Exercise:
Could you copy out every line of the data where the word "bytes" occurs?

[Saved data entries]
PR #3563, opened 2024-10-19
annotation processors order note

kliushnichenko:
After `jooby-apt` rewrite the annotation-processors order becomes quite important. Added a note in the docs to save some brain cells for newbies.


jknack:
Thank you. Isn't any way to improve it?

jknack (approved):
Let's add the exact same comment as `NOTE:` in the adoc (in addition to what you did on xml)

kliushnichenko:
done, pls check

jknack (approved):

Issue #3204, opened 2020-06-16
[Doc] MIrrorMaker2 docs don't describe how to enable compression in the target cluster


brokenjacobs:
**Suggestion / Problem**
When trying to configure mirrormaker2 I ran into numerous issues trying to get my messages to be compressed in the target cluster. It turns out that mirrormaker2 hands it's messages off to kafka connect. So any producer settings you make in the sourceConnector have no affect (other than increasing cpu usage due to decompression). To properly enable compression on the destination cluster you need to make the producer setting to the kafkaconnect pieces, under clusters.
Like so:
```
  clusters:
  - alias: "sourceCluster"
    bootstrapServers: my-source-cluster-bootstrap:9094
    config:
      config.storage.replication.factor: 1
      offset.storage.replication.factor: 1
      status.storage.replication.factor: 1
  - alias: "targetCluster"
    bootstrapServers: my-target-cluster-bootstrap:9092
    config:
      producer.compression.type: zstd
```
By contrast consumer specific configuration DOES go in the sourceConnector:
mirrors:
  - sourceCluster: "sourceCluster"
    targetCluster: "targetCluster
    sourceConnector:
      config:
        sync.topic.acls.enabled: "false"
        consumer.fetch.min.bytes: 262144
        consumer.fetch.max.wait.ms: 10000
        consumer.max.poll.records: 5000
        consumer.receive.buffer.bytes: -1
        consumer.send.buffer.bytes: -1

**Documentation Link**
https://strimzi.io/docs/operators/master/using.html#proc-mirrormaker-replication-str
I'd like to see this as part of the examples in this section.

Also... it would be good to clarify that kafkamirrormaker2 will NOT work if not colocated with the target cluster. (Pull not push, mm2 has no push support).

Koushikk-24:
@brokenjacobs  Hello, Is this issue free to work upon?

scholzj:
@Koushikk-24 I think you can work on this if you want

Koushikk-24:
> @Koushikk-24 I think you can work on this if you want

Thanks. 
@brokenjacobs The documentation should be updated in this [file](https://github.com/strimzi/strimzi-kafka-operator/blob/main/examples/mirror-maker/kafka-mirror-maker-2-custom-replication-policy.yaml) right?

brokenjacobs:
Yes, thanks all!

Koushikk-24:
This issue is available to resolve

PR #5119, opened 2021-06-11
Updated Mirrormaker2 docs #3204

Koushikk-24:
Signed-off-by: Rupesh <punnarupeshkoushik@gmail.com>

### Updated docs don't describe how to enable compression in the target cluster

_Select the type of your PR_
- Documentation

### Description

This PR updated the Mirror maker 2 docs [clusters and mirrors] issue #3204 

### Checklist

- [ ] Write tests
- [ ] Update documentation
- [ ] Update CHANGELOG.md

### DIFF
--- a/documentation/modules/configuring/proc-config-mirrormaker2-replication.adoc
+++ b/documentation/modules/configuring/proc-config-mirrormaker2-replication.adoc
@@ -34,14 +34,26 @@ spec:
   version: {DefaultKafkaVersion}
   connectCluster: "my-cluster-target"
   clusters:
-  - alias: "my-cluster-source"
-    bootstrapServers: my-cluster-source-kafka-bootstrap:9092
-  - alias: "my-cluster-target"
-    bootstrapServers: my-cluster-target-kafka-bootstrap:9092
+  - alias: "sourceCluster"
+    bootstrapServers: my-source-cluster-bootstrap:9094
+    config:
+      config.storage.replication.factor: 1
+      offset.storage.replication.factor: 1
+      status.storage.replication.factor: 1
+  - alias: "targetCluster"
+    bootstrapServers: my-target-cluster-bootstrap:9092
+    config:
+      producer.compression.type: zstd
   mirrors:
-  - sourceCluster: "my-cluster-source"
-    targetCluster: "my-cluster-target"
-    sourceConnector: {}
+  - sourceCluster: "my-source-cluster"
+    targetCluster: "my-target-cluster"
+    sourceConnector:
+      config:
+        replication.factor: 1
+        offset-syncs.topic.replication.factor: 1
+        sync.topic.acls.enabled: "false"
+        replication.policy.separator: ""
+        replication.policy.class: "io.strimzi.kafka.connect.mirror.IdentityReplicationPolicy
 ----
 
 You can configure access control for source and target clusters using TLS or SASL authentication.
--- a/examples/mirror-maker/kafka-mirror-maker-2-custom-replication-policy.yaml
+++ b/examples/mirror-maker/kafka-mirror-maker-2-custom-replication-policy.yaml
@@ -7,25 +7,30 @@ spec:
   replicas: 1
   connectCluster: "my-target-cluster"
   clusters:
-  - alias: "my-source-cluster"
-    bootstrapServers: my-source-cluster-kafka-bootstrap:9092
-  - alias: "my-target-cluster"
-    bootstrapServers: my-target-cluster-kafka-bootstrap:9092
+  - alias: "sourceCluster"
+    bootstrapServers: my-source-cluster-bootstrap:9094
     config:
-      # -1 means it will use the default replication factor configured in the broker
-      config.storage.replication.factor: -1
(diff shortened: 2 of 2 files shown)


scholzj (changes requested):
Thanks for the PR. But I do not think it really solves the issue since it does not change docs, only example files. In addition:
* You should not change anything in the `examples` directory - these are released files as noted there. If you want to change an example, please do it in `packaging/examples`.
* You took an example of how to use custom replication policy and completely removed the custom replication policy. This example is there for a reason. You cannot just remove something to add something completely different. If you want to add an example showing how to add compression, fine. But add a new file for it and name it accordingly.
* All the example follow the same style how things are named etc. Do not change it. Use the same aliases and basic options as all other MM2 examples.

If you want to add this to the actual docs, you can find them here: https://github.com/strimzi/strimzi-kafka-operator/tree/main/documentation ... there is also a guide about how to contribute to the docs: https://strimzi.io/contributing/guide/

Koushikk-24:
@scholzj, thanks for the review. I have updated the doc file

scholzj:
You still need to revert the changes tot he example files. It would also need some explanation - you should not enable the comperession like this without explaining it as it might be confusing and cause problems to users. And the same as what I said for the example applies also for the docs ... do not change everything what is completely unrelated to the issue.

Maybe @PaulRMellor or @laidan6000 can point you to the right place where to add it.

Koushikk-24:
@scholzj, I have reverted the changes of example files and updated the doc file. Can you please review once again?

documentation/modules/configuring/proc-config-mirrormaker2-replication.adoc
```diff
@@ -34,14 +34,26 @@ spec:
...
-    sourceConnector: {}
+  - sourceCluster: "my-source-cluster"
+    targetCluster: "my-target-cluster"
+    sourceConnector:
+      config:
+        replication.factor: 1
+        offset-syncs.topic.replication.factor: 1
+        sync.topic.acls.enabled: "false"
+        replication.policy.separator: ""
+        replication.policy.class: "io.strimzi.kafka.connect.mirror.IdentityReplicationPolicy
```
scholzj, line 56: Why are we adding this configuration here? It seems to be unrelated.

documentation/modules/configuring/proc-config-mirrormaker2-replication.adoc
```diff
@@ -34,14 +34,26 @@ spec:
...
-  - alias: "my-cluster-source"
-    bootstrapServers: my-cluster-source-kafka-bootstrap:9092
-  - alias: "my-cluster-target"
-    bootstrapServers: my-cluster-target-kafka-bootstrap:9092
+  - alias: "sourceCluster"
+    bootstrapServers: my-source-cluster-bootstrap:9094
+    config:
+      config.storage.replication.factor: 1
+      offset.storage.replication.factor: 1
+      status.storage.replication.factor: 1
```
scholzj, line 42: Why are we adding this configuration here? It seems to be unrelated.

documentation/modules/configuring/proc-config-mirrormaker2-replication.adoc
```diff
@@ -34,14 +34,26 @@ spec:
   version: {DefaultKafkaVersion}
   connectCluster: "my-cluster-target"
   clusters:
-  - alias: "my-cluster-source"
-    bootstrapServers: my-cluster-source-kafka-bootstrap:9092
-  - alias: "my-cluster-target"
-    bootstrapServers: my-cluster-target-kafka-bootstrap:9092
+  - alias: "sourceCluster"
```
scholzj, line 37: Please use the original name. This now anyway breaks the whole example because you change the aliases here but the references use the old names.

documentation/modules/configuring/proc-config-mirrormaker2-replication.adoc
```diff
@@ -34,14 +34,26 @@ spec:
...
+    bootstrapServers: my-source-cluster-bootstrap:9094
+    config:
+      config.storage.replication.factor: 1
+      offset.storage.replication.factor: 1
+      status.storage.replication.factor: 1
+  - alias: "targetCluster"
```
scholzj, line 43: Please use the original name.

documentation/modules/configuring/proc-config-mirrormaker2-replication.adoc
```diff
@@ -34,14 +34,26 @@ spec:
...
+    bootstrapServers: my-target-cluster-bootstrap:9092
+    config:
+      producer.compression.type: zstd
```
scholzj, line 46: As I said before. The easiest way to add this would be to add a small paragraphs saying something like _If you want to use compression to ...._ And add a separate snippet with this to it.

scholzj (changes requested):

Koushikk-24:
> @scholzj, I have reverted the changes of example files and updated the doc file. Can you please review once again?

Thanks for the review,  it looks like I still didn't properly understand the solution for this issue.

Problem solution:
        consumer.fetch.min.bytes: 262144
        consumer.receive.buffer.bytes: -1
        consumer.send.buffer.bytes: -1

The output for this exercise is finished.